Мариетта вышла, что-то сердито бормоча на ходу по праву избалованной субретки, или, что еще хуже, субретки, посвященной во все секреты своей госпожи.
Оставшись в одиночестве напротив псише, освещенного двумя канделябрами, Флоранс прислушалась к шагам удаляющейся горничной и, босиком подойдя на цыпочках к дверям спальни, заперла их на задвижку.
Вернувшись к зеркалу, она при свете свечей вновь прочла записку графини, прижала ее к губам, вложила в букет, лежащий неподалеку на туалетном столике, распустила волосы, развязала ленту сорочки и, освободившись от последней одежды, осталась обнаженной. Флоранс воистину была великолепна: брюнетка с огромными голубыми глазами, обычно обведенными темно-коричневой краской, длинные, ниспадающие до колен волосы, окутывающие, точно покрывалом, несколько худощавое тело, но, несмотря на это, безупречно пропорциональное.
Причину подобной худощавости нам только что сообщила Мариетта.
Однако, даже эта хранительница тайн своей госпожи вряд ли могла разъяснить, отчего вся передняя часть тела Флоранс заросла густой растительностью.
Причудливые заросли восходили до самой груди, где вкраплялись, точно острие пики, между двумя полушариями.
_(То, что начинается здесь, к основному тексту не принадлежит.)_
PR #392, opened 2020-03-07
fix(legacy-table): avoid React DOM

ktmud:
`jquery.datatables` will manipulate DOMs, sometimes remove them. In case of component being reloaded with updated props, React will not be able to find those removed nodes, causing a `cannot removeChild` error.

Because of the the way to assign row keys, if table shape changes (add or remove columns), React may also have difficulty match the cached nodes via keys.

In general it's a bad idea to directly manipulate React rendered DOM nodes, so we better just let `jquery.datatables` handle everything.

In the future, once we removed `jquery.datatables`, a pure React component will not have such issues.

This PR also contains a fix to null `percent_metrics`.

cc @kristw @etr2460 

🐛 Bug Fix

### DIFF
--- a/packages/superset-ui-legacy-plugin-chart-table/test/ReactDataTable.test.tsx
+++ b/packages/superset-ui-legacy-plugin-chart-table/test/ReactDataTable.test.tsx
@@ -1,0 +1,57 @@
+/**
+ * Licensed to the Apache Software Foundation (ASF) under one
+ * or more contributor license agreements.  See the NOTICE file
+ * distributed with this work for additional information
+ * regarding copyright ownership.  The ASF licenses this file
+ * to you under the Apache License, Version 2.0 (the
+ * "License"); you may not use this file except in compliance
+ * with the License.  You may obtain a copy of the License at
+ *
+ *   http://www.apache.org/licenses/LICENSE-2.0
+ *
+ * Unless required by applicable law or agreed to in writing,
+ * software distributed under the License is distributed on an
+ * "AS IS" BASIS, WITHOUT WARRANTIES OR CONDITIONS OF ANY
+ * KIND, either express or implied.  See the License for the
+ * specific language governing permissions and limitations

Далее, спускаясь, узор истончался, сливался с темной массой, покрывающей низ живота, вклинивался между бедрами и тут же появлялся внизу спины.
Флоранс необычайно гордилась своим украшением, казалось, делавшим ее представительницей обоих полов одновременно; она холила его и с необычайным тщанием опрыскивала духами. Примечательно, что на остальных участках ее смуглая, но прекрасного тона кожа была полностью лишена волосяного покрова.
Вот она, улыбаясь, самодовольно разглядывает себя и поглаживает изящной щеткой своенравный мох, непокорно восстающий под напором щетины. Наиболее благоуханные из цветов она водружает на голову, точно корону; роскошную свою шевелюру по всей длине усеивает туберозами и желтыми нарциссами; на Холме Венеры устраивает розовый сад, прокладывая до самой груди дорожку из пармских фиалок, и, с головы до пят покрытая цветами, упоенная резкими ароматами, укладывается на кушетку перед псише так, чтобы не упустить из виду ни одного из потаенных уголков своего тела. Наконец взор ее туманится, ноги напрягаются, голова откидывается назад, ноздри раздуваются, губы судорожно сжимаются; пока одна рука пятью растопыренными пальцами обхватывает полусферу груди, другая неудержимо стремится к алтарю, на котором себялюбивая и нелюдимая жрица совершает жертвоприношение: ее палец, слегка дрожа, утопает в розах; трепет наслаждения сотрясает прекрасный стан; за содроганиями следуют невнятные слова, приглушенные вздохи, перерастающие в хрип любви; и в завершение – жалобные стоны, посреди которых трижды звучит имя Денизы, перемежаясь с не менее нежным именем Одетты.